In November 2020, I worked on my first fully green-screen CG video. The project, a no-budget venture to expand my portfolio, required a 3D model of the performer to achieve certain shots and ensure proper data collection. With limited resources and a tight deadline for a New Year’s release, I turned to an emerging AI tool that could generate rough 3D models from a single photograph.
While the AI tool offered promise, it was far from perfect. It produced low-detail models, which were only usable in specific conditions, such as distance or out-of-focus shots. Additionally, in its early stages of development, the tool required manual compilation and lacked user-friendly software interfaces. My task was not just to use this tool but to understand how it worked to troubleshoot and optimize its outputs.

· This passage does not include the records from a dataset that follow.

PR #971, opened 2024-10-28
webhook rules for sandbox shutdown

LiboYu2:
Here are the rules that are implemented by this change.

- When creating a vdb, all subclusters and sandboxes(if any) must not have `shutdown` set to true.
- If a sandbox has `shutdown`(spec) true and any of its subclusters has the annotation "vertica.com/shutdown-driven-by-sandbox" set to true in the old vdb, we should prevent the user from updating that subcluster's shutdown field.
- You cannot unsandbox a subcluster with `shutdown` true(spec and/or status) or part of a sandbox with `shutdown` true
- You cannot change spec.sandboxes[].image if the sandbox has `shutdown` true or has any subcluster with `shutdown` true(spec and/or status)
- You cannot terminate a sandbox if it has has `shutdown` true. terminate means removing the sandbox in spec.sandboxes[] and its subclusters in spec.subclusters[] at the same time.

### DIFF
--- a/api/v1/helpers.go
+++ b/api/v1/helpers.go
@@ -226,6 +226,16 @@ func (v *VerticaDB) GenStatusSubclusterMap() map[string]*SubclusterStatus {
 	return statusSclusterMap
 }
 
+// GenStatusSClusterIndexMap will organize all of the subclusters into a map so we
+// can quickly find its index in the status.subclusters[] array.
+func (v *VerticaDB) GenStatusSClusterIndexMap() map[string]int {
+	m := make(map[string]int)
+	for i := range v.Status.Subclusters {
+		m[v.Status.Subclusters[i].Name] = i
+	}
+	return m
+}
+
 // GenSandboxSubclusterMapForUnsandbox will compare sandbox status and spec
 // for finding subclusters that need to be unsandboxed, this function returns a map
 // with sandbox name as the key and its subclusters (need to be unsandboxed) as the value
--- a/api/v1/helpers.go
+++ b/api/v1/helpers.go
@@ -216,7 +216,7 @@ func (v *VerticaDB) GenStatusSandboxMap() map[string]*SandboxStatus {
 	return statusSboxMap
 }
 
-// GenStatusSandboxMap() returns a map from status. The key is subcluster name and value is the subcluster pointer
+// GenStatusSubclusterMap() returns a map from status. The key is subcluster name and value is the subcluster pointer
 func (v *VerticaDB) GenStatusSubclusterMap() map[string]*SubclusterStatus {
 	statusSclusterMap := make(map[string]*SubclusterStatus)
 	for i := range v.Status.Subclusters {
--- a/api/v1/helpers.go
+++ b/api/v1/helpers.go
@@ -206,6 +206,26 @@ func (v *VerticaDB) GenSubclusterSandboxStatusMap() map[string]string {
 	return scSbMap
 }
 
+// GenStatusSandboxMap() returns a map from status. The key is sandbox name and value is the sandbox pointer
+func (v *VerticaDB) GenStatusSandboxMap() map[string]*SandboxStatus {
+	statusSboxMap := make(map[string]*SandboxStatus)
+	for i := range v.Status.Sandboxes {
+		sBox := &v.Status.Sandboxes[i]
+		statusSboxMap[sBox.Name] = sBox
+	}
+	return statusSboxMap
+}
+
+// GenStatusSandboxMap() returns a map from status. The key is subcluster name and value is the subcluster pointer
+func (v *VerticaDB) GenStatusSubclusterMap() map[string]*SubclusterStatus {
+	statusSclusterMap := make(map[string]*SubclusterStatus)
+	for i := range v.Status.Subclusters {
+		sCluster := &v.Status.Subclusters[i]
+		statusSclusterMap[sCluster.Name] = sCluster
+	}
+	return statusSclusterMap
+}
+
 // GenSandboxSubclusterMapForUnsandbox will compare sandbox status and spec
 // for finding subclusters that need to be unsandboxed, this function returns a map
 // with sandbox name as the key and its subclusters (need to be unsandboxed) as the value
--- a/api/v1/verticadb_webhook.go
+++ b/api/v1/verticadb_webhook.go
@@ -1788,6 +1788,7 @@ func (v *VerticaDB) checkUnsandboxShutdownConditions(oldObj *VerticaDB, allErrs 
 	statusSClusterIndexMap := v.GenStatusSClusterIndexMap()
 	subclustersToUnsandbox := v.findSclustersToUnsandbox(oldObj)
 	subclusterIndexMap := v.GenSubclusterIndexMap()
+	sandboxIndexMap := v.GenSandboxIndexMap()
 	sandboxesWithError := map[string]bool{}
 	for oldSubcluster, oldSandbox := range subclustersToUnsandbox {
 		oldSubclusterIndex, found := statusSClusterIndexMap[oldSubcluster.Name]
@@ -1802,6 +1803,7 @@ func (v *VerticaDB) checkUnsandboxShutdownConditions(oldObj *VerticaDB, allErrs 
 			continue
 		}
 		if oldSandbox.Shutdown {
+			i := sandboxIndexMap[oldSandbox.Name]
 			_, found := sandboxesWithError[oldSandbox.Name]
 			if !found { // this is to avoid duplicate error messages
 				sandboxesWithError[oldSandbox.Name] = true
--- a/api/v1/verticadb_webhook.go
+++ b/api/v1/verticadb_webhook.go
@@ -1599,17 +1599,17 @@ func (v *VerticaDB) findPersistScsInSandbox(oldObj *VerticaDB) map[string]int {
 }
 
 // findPersistSandboxes returns a slice of sandbox names that are in both new and old vdb.
-func (v *VerticaDB) findPersistSandboxes(oldObj *VerticaDB) []string {
+func (v *VerticaDB) findPersistSandboxes(oldObj *VerticaDB) map[string]bool {
 	oldSandboxes := oldObj.Spec.Sandboxes
 	newSandboxes := v.Spec.Sandboxes
 	oldSandboxMap := make(map[string]int)
 	for _, oldSandbox := range oldSandboxes {
 		oldSandboxMap[oldSandbox.Name] = 1
 	}
-	persistSandboxes := make([]string, 0)
+	persistSandboxes := make(map[string]bool)
 	for _, newSandbox := range newSandboxes {
 		if _, ok := oldSandboxMap[newSandbox.Name]; ok {
-			persistSandboxes = append(persistSandboxes, newSandbox.Name)
+			persistSandboxes[newSandbox.Name] = true
 		}
 	}
 	return persistSandboxes
@@ -1757,7 +1757,7 @@ func (v *VerticaDB) checkNewSBoxOrSClusterShutdownUnset(allErrs field.ErrorList)
 	return allErrs
 }
 
-// findSclustersToUnsandboxreturn a map whose key is the pointer of a subcluster that is to be unsandboxed.
+// findSclustersToUnsandbox return a map whose key is the pointer of a subcluster that is to be unsandboxed.
 // The value is the pointer to a sandbox where the subcluster lives in
 func (v *VerticaDB) findSclustersToUnsandbox(old runtime.Object) map[*Subcluster]*Sandbox {
 	oldObj := old.(*VerticaDB)
@@ -1768,13 +1768,16 @@ func (v *VerticaDB) findSclustersToUnsandbox(old runtime.Object) map[*Subcluster
 	newSubclusterMap := v.GenSubclusterMap()
 	sclusterSboxMap := make(map[*Subcluster]*Sandbox)
 	for oldSubclusterName, oldSandboxName := range oldSubclusterInSandbox {
-		_, oldSubclusterInNewSandboxes := newSuclusterInSandbox[oldSubclusterName]
+		newSandboxName, oldSubclusterInNewSandboxes := newSuclusterInSandbox[oldSubclusterName]
 		_, oldSubclusterInPersist := newSubclusterMap[oldSubclusterName]
+		oldSandbox := oldSandboxMap[oldSandboxName]
 		// for unsandboxing, check shutdown field of the subcluster and sandbox
-		if !oldSubclusterInNewSandboxes && oldSubclusterInPersist {
-			oldSubcluster := oldSubclusterMap[oldSubclusterName]
-			oldSandbox := oldSandboxMap[oldSandboxName]
-			sclusterSboxMap[oldSubcluster] = oldSandbox
+		if oldSubclusterInPersist {
+			if !oldSubclusterInNewSandboxes || (oldSubclusterInNewSandboxes && oldSandbox.Name != newSandboxName) {
+				//either subcluster is not in any sbox or is moved to a different sbox in new vdb
+				oldSubcluster := oldSubclusterMap[oldSubclusterName]
+				sclusterSboxMap[oldSubcluster] = oldSandbox
+			}
 		}
 	}
 	return sclusterSboxMap
@@ -1787,9 +1790,10 @@ func (v *VerticaDB) checkUnsandboxShutdownConditions(old runtime.Object, allErrs
 	subclustersToUnsandbox := v.findSclustersToUnsandbox(old)
 	subclusterIndexMap := v.GenSubclusterIndexMap()
 	sandboxIndexMap := v.GenSandboxIndexMap()
+	unsandboxIndex := -1
 	for oldSubcluster, oldSandbox := range subclustersToUnsandbox {
 		oldSubclusterIndex, found := statusSClusterIndexMap[oldSubcluster.Name]
-		if oldSubcluster.Shutdown || found && v.Status.Subclusters[oldSubclusterIndex].Shutdown {
+		if oldSubcluster.Shutdown || (found && v.Status.Subclusters[oldSubclusterIndex].Shutdown) {
 			i := subclusterIndexMap[oldSubcluster.Name]
 			p := field.NewPath("spec").Child("subclusters").Index(i)
 			err := field.Invalid(p,
@@ -1801,13 +1805,16 @@ func (v *VerticaDB) checkUnsandboxShutdownConditions(old runtime.Object, allErrs
 		}
 		if oldSandbox.Shutdown {
 			i := sandboxIndexMap[oldSandbox.Name]
-			p := field.NewPath("spec").Child("sandboxes").Index(i)
-			err := field.Invalid(p,
-				oldSubcluster.Name,
-				fmt.Sprintf("cannot unsandbox subcluster %q in sandbox %q that has Shutdown field set to true",
-					oldSubcluster.Name, oldSandbox.Name))
-			allErrs = append(allErrs, err)
-			continue
+			if i != unsandboxIndex { // this is to avoid duplicate error messages
+				unsandboxIndex = i
+				p := field.NewPath("spec").Child("sandboxes").Index(i)
+				err := field.Invalid(p,
+					oldSubcluster.Name,
+					fmt.Sprintf("cannot unsandbox subcluster %q in sandbox %q that has Shutdown field set to true",
+						oldSubcluster.Name, oldSandbox.Name))
+				allErrs = append(allErrs, err)
+				continue
+			}
 		}
 	}
 	return allErrs
@@ -1823,7 +1830,7 @@ func (v *VerticaDB) checkAnnotatedSubclustersInShutdownSandbox(old runtime.Objec
 	newSubclusterIndexMap := v.GenSubclusterIndexMap()
 	newSubclusterMap := v.GenSubclusterMap()
 	oldSubclusterMap := oldObj.GenSubclusterMap()
-	for _, sandboxName := range persistSandboxes {
+	for sandboxName := range persistSandboxes {
 		newSandbox := newSandboxMap[sandboxName]
 		oldSandbox := oldSandboxMap[sandboxName]
 		if newSandbox.Shutdown {
@@ -1856,7 +1863,7 @@ func (v *VerticaDB) checkShutdownSandboxImage(old runtime.Object, allErrs field.
 	newSandboxIndexMap := v.GenSandboxIndexMap()
 	newSubclusterMap := v.GenSubclusterMap()
 	statusSClusterIndexMap := v.GenStatusSClusterIndexMap()
-	for _, sandboxName := range persistSandboxes {
+	for sandboxName := range persistSandboxes {
 		oldSandbox := oldSandboxMap[sandboxName]
 		newSandbox := newSandboxMap[sandboxName]
 		if oldSandbox.Image != newSandbox.Image {
@@ -1906,6 +1913,7 @@ func (v *VerticaDB) checkTerminatingSandboxes(old runtime.Object, allErrs field.
 }
 
 // checkSboxForShutdown checks if sbox or its scluster has shutdown field set to true in spec/status
+// It returns a slice of strings. Each string is an error message
 func (v *VerticaDB) checkSboxForShutdown(newSandbox *Sandbox, newSClusterMap map[string]*Subcluster, statusSClusterIndexMap map[string]int) []string {
 	errMsgs := []string{}
 	if newSandbox.Shutdown {
--- a/api/v1/verticadb_webhook.go
+++ b/api/v1/verticadb_webhook.go
@@ -1764,19 +1764,15 @@ func (v *VerticaDB) findSclustersToUnsandbox(oldObj *VerticaDB) map[*Subcluster]
 	newSuclusterInSandbox := v.GenSubclusterSandboxMap()
 	oldSubclusterMap := oldObj.GenSubclusterMap()
 	oldSandboxMap := oldObj.GenSandboxMap()
-	newSubclusterMap := v.GenSubclusterMap()
 	sclusterSboxMap := make(map[*Subcluster]*Sandbox)
 	for oldSubclusterName, oldSandboxName := range oldSubclusterInSandbox {
 		newSandboxName, oldSubclusterInNewSandboxes := newSuclusterInSandbox[oldSubclusterName]
-		_, oldSubclusterInPersist := newSubclusterMap[oldSubclusterName]
 		oldSandbox := oldSandboxMap[oldSandboxName]
 		// for unsandboxing, check shutdown field of the subcluster and sandbox
-		if oldSubclusterInPersist {
-			if !oldSubclusterInNewSandboxes || (oldSubclusterInNewSandboxes && oldSandbox.Name != newSandboxName) {
-				// either subcluster is not in any sbox or is moved to a different sbox in new vdb
-				oldSubcluster := oldSubclusterMap[oldSubclusterName]
-				sclusterSboxMap[oldSubcluster] = oldSandbox
-			}
+		if !oldSubclusterInNewSandboxes || (oldSubclusterInNewSandboxes && oldSandbox.Name != newSandboxName) {
+			// either subcluster is not in any sbox or is moved to a different sbox in new vdb
+			oldSubcluster := oldSubclusterMap[oldSubclusterName]
+			sclusterSboxMap[oldSubcluster] = oldSandbox
 		}
 	}
 	return sclusterSboxMap
--- a/api/v1/verticadb_webhook.go
+++ b/api/v1/verticadb_webhook.go
@@ -1744,7 +1744,7 @@ func (v *VerticaDB) validateNewSBoxOrSClusterShutdownUnset(allErrs field.ErrorLi
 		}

I began by photographing the performer in a T-pose against a white cyclorama background, aiming for a straightforward setup to aid rigging. However, despite experimenting with various color corrections, the AI consistently failed to produce a usable 3D model.
Recognizing that the AI’s training data likely comprised images of people in natural poses and environments, I deduced that the T-pose might be too unnatural for the model to process effectively. To test this theory, I used Photoshop to reposition the performer’s arms into a natural resting pose and replaced her open hands with images of fists, making the photo align more closely with the kind of data the AI had likely been trained on.
This adjustment worked. The AI successfully generated a 3D model that met the project’s needs. This outcome demonstrated the importance of not just applying AI tools but also understanding their underlying mechanics. By reverse-engineering the model’s limitations and adapting my input accordingly, I was able to overcome challenges and maximize the tool’s potential.
This experience reinforced the value of critical thinking and problem-solving when working with AI in VFX. It’s not enough to use these tools at face value—understanding how they function can unlock their full capabilities, even in resource-limited scenarios.